Merge Two Sorted Linked Lists¶
Merging sorted sequences is one of those building blocks that comes up far more often than you'd expect, merge sort, multi-shard result combining, database cursor merges.
Problem¶
Given two sorted singly-linked lists, merge them into a single sorted linked list by re-linking existing nodes (no new node allocation beyond a dummy head).
Input: heads of two sorted linked lists Output: head of the merged sorted list
Approach¶
Use a dummy head node to simplify edge cases.

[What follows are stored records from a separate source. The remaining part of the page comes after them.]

PR #1322, opened 2017-08-14
Translate README.md to Spanish / Traduce el README.md al Español

jdiez17:
Lo único con lo que no estoy completamente satisfecho es la traducción de "release" a "versión lanzada" pero no he encontrado ninguna otra palabra mejor.

The only thing I'm not entirely happy with is the translation of "release" to "versión lanzada" (literal TL: launched version) but I have not found a better phrase for it.

Issue #1318, opened 2017-08-13
Documentation i18n


SirCmpwn:
* [ ] ja_JP: @SirCmpwn
  * [x] README (#1317)
  * [ ] Man pages
    * [ ] sway(1)
    * [ ] sway(5)
    * [ ] sway-bar
    * [ ] sway-input
    * [ ] swaymsg
    * [ ] swaygrab
    * [ ] swaylock
    * [ ] sway-security
  * [ ] FAQ

abdelq:
fr_FR

SirCmpwn:
Thanks, added it to the list.

SirCmpwn:
I wrote up some TL guidelines in the OP, please review them.

Hummer12007:
- [ ] uk_UA:
  - [x] README (#1325) @Hummer12007 (not up for anything else)
  - [ ] Man pages:
    - [ ] sway(1)
    - [ ] sway(5)
    - [ ] sway-bar
    - [ ] sway-input
    - [ ] swaymsg
    - [ ] swaygrab
    - [ ] swaylock
    - [ ] sway-security
  - [ ] FAQ

kon14:
- [ ] el_GR: @kon14
    - [x] README (#1317)
    - [ ] Man pages
        - [ ] sway(1)
        - [ ] sway(5)
        - [ ] sway-bar
        - [ ] sway-input
        - [ ] swaymsg
        - [ ] swaygrab
        - [ ] swaylock
        - [ ] sway-security
    - [ ] FAQ

I plan on doing the rest soon. Usually afking in IRC (kon14), GMT+2

SirCmpwn:
Standard "this language is not English so here's how to get support" README subsection:

>## [Language] help
>
>[Username] provides support in [language] on IRC and GitHub in [timezone].

In Japanese I'm going to write:

>## 日本語助けの
>
>SirCmpwnはIRCとGitHubでUTC-4に日本語助けがある。

Please include similar information in your translations.

SirCmpwn:
Sorry for frequent updates to these guidelines, i18n is a WIP.

SirCmpwn:
I pushed a branch with some support code for localizing man pages:

https://github.com/SirCmpwn/sway/tree/localized-manpages

Unfortunately I've run into an issue with how fucking shit asciidoc is. I think I'm just going to write a new man page authoring tool this weekend.

kon14:
[...]

PR #1329, opened 2017-08-14
Translate README to spanish

hobarrera:
Regarding #1318

I started this last night, but looks like #1322 beat me to it. I'm not sure how much localization is acceptable (it might be too much to keep both variations), so I'll leave it up to you maintainers if you want to keep both or not.


SirCmpwn:
Double check this matches the latest English readme in terms of information content and read through the updated TL guidelines - it looks like you're good on the latter but does your last section match the new English section?

SirCmpwn:
@jdiez17 @hobarrera can we get one of these squared away please?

Walk both lists simultaneously:
- Compare the current nodes of both lists.
- Attach the smaller node to the merged list and advance that pointer.
- When one list is exhausted, attach the remainder of the other, it's already sorted.

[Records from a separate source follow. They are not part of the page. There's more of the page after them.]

PR #1351, opened 2017-09-11
fixes a hanging swaygrab

Ongy:
https://github.com/SirCmpwn/sway/issues/1350 is fixed with this.
The commit that change swaygrab to use fork instead of Popen tried to
write to the read end of the pipe in the child branch and exec in the
parent branch.
It also didn't add "convert" for `arg[0]` of the child, which caused it to skip the first argument.
This commit fixes those and closes the write fd after writing,
so convert actually exits.


SirCmpwn:
Thanks!

PR #1368, opened 2017-09-23
swaybar protocol: handle button 4 and 5

johnae:
i3 bar handles scroll events as button 4 and 5. An example use case would be volume up/down.
This probably has some effect on the "scrolling between workspaces" feature - now one probably has to put the pointer over the workspace buttons for it to work.


SirCmpwn:
Thanks for the patch!

>now one probably has to put the pointer over the workspace buttons for it to work.

This isn't going to work - can you fix this?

No extra nodes are created; we're just rewiring .next pointers.
Implementation¶
class ListNode:
def __init__(self, val=0):
self.val = val
self.next = None
def __repr__(self):
return f"{self.val} -> {repr(self.next)}"
def merge_two_lists(l1, l2):
dummy = ListNode()
current = dummy
while l1 and l2:
if l1.val <= l2.val:
current.next = l1
l1 = l1.next
else:
current.next = l2
l2 = l2.next
current = current.next
current.next = l1 or l2
return dummy.next
# Quick test
l1 = ListNode(0)
l1.next = ListNode(1)
l2 = ListNode(2)
l2.next = ListNode(3)
print(merge_two_lists(l1, l2))
# 0 -> 1 -> 2 -> 3 -> None
Complexity¶
- Time: O(n + m) where n and m are the lengths of the two lists
- Space: O(1), only pointer manipulation, no auxiliary storage
Takeaway¶
The two-pointer merge generalizes to k-way merges with a min-heap. Once you have that, merging sorted database cursors or combining ranked candidate lists from multiple sources is the same idea.